Turkey's central bank has aggressively raised its key interest rates in a dramatic move to stem a steep drop in the country's lira currency.
The lira perked up after the shock decision, which comes amid the Turkish regime's most damaging political crisis in a decade and went against Prime Minister Recep Tayyip Erdogan's recommendation.
The central bank hiked its overnight lending rate to 12 per cent from 7.75 per cent, the overnight borrowing rate from 3.5 per cent to 8 per cent, and one-week repo rate to 10 per cent from 4.5 per cent.
The lira strengthened after the crisis meeting to 2.17 against the dollar from 2.25 before the announcement.
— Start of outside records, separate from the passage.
PR #2024, opened 2026-08-05
Native engine: the parallel executor (#2018)

### LINKED ISSUE #2018: Engine core slice 9: parallel executor
Slice 9 of #1889.

The executor that actually ships.

The plan already carries everything this needs, baked at compile time by `bakeScheduling`: dependency counts, consumer edges in CSR form, and the initially-ready set. Nothing in the plan format changes for it.

- Work-stealing or ready-queue scheduling over the baked constants, no graph walking on the callback.
- Bit-identical output against the reference executor for every fixture, at every thread count. Summing order is compiled, never scheduling order, which is what makes that possible.
- Buffer assignment (#2009) is already computed against the dependency DAG rather than the linear op order, so slot reuse holds under any valid schedule.
- Must match or beat TE CPU on the benchmark corpus before cutover, per #1882.

Tracked separately because it is a cutover blocker named in the epic's architecture with no issue of its own: #1898 is the anticipative executor, which is a different thing and lands after cutover.

lucaromagnoli:
Closes #2018. Slice 9 of #1889.

The executor that ships. It renders a plan across a pool of threads and comes out bit-identical to the reference executor at every thread count.

## How it stays identical

It shares everything except the loop. `PlanExecutor` keeps prepare, the buffer arena and the body of every op, and grew two seams for this: `beginBlock`, which settles what a block is, and `renderOp`, which renders one. The parallel executor calls those and adds a schedule.

- Anything that sums sums in compiled order, whatever order its inputs finished in.
- Buffer assignment (#2009) was already computed over the dependency DAG rather than the op list, so a slot reused under the reference executor's straight walk is safe under every other valid schedule.
- Output ops all add into one buffer, so a schedule deciding which went first would be a schedule deciding the arithmetic. They are left for whoever drove the block, in plan order, once the graph has drained.

## The schedule

Nothing walks the graph on the callback. The plan already carries dependency counts, reversed edges and the initially-ready set from `bakeScheduling`; a block copies the counts, seeds the ready set and runs. A plan that arrives without those constants is refused rather than baked here, where it would be computed twice.

The ready set is a lock-free stack threaded through a per-op link array, with a tag that moves on every push and pop and never resets across blocks: without it a thread that read the top, stalled through the end of a block and came back could find the same op there and mistake it for the one it was holding. A thread also carries straight on with the first consumer it releases rather than pushing it, so a linear chain never touches the stack.

`RenderThreadPool` owns the threads and outlives plans. Realtime priority where the OS grants it, the highest ordinary priority where it does not, because a worker that never started is one the audio thread waits on for nothing. Retiring an epoch waits out any worker still inside it, on the thread that is allowed to wait.

## A race TSan found

Making a `juce::dsp::AudioBlock` out of a `juce::AudioBuffer` writes the buffer's `isClear` flag, so two ops reading the same port were two threads writing one byte: benign in value, a data race in fact. Ports are read through cached channel pointers now, and nothing on the render path touches an `AudioBuffer`.

## Session

`EngineSession` renders through this executor, with the pool optional. A null pool is not a degraded mode, it is the same executor with one thread, which is what makes "identical at every thread count" a claim about one code path rather than two.

## Verification

- Seven scenes (one chain, eight tracks, sends into an aux, a rack's chains, latency, MIDI, a group track) at 1, 2, 3, 4 and 8 threads, compared with `==` against the reference executor. Also with ragged block lengths, and across a plan swap that carries delay lines.
- A rendezvous test that two ops on independent branches really are inside `process()` at the same time, since everything else would pass on a pool whose workers never woke.
- Confirmed to fail without their fix: a pool with no workers takes the concurrency test from two devices at once to one; seeding the ready set with every op rather than the ready ones breaks 55 assertions across the comparison scenes.
- The whole engine suite is clean under ThreadSanitizer. `make test-tsan` builds and runs the Catch2 tests under it, with `TEST=<filter>` to narrow.
- Scaling, debug build, 200 blocks over 16 tracks of 4 busy devices: 315 ms on one thread, 167 on two, 96 on four, 76 on eight. Hidden `[bench]` test.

"Recent domestic and external developments are having an adverse impact on risk perceptions, leading to a significant depreciation in the Turkish lira and a pronounced increase in the risk premium," the bank said in a statement posted on its website at midnight.
"The central Bank will implement necessary measures at its disposal to contain the negative impact of these developments on inflation and macroeconomic stability," it added.
The bank said it decided to implement a "strong monetary tightening and to simplify the operational framework".
Analysts said the decision was a "turning point" that went "beyond expectations".
They said the decision would bring fresh credibility to the bank after months of inaction raised questions about its independence from Erdogan.
The central bank "left nobody in doubt on Tuesday night when they hiked interest rates," Gillian Edgeworth, economist at UniCredit Research, said in a statement.
"Following the turmoil of the past few weeks, tonight's meeting probably had to deliver two things in order to stabilise Turkish financial markets," Neil Shearing, chief emerging markets economist at the London-based Capital Economics, said in a statement.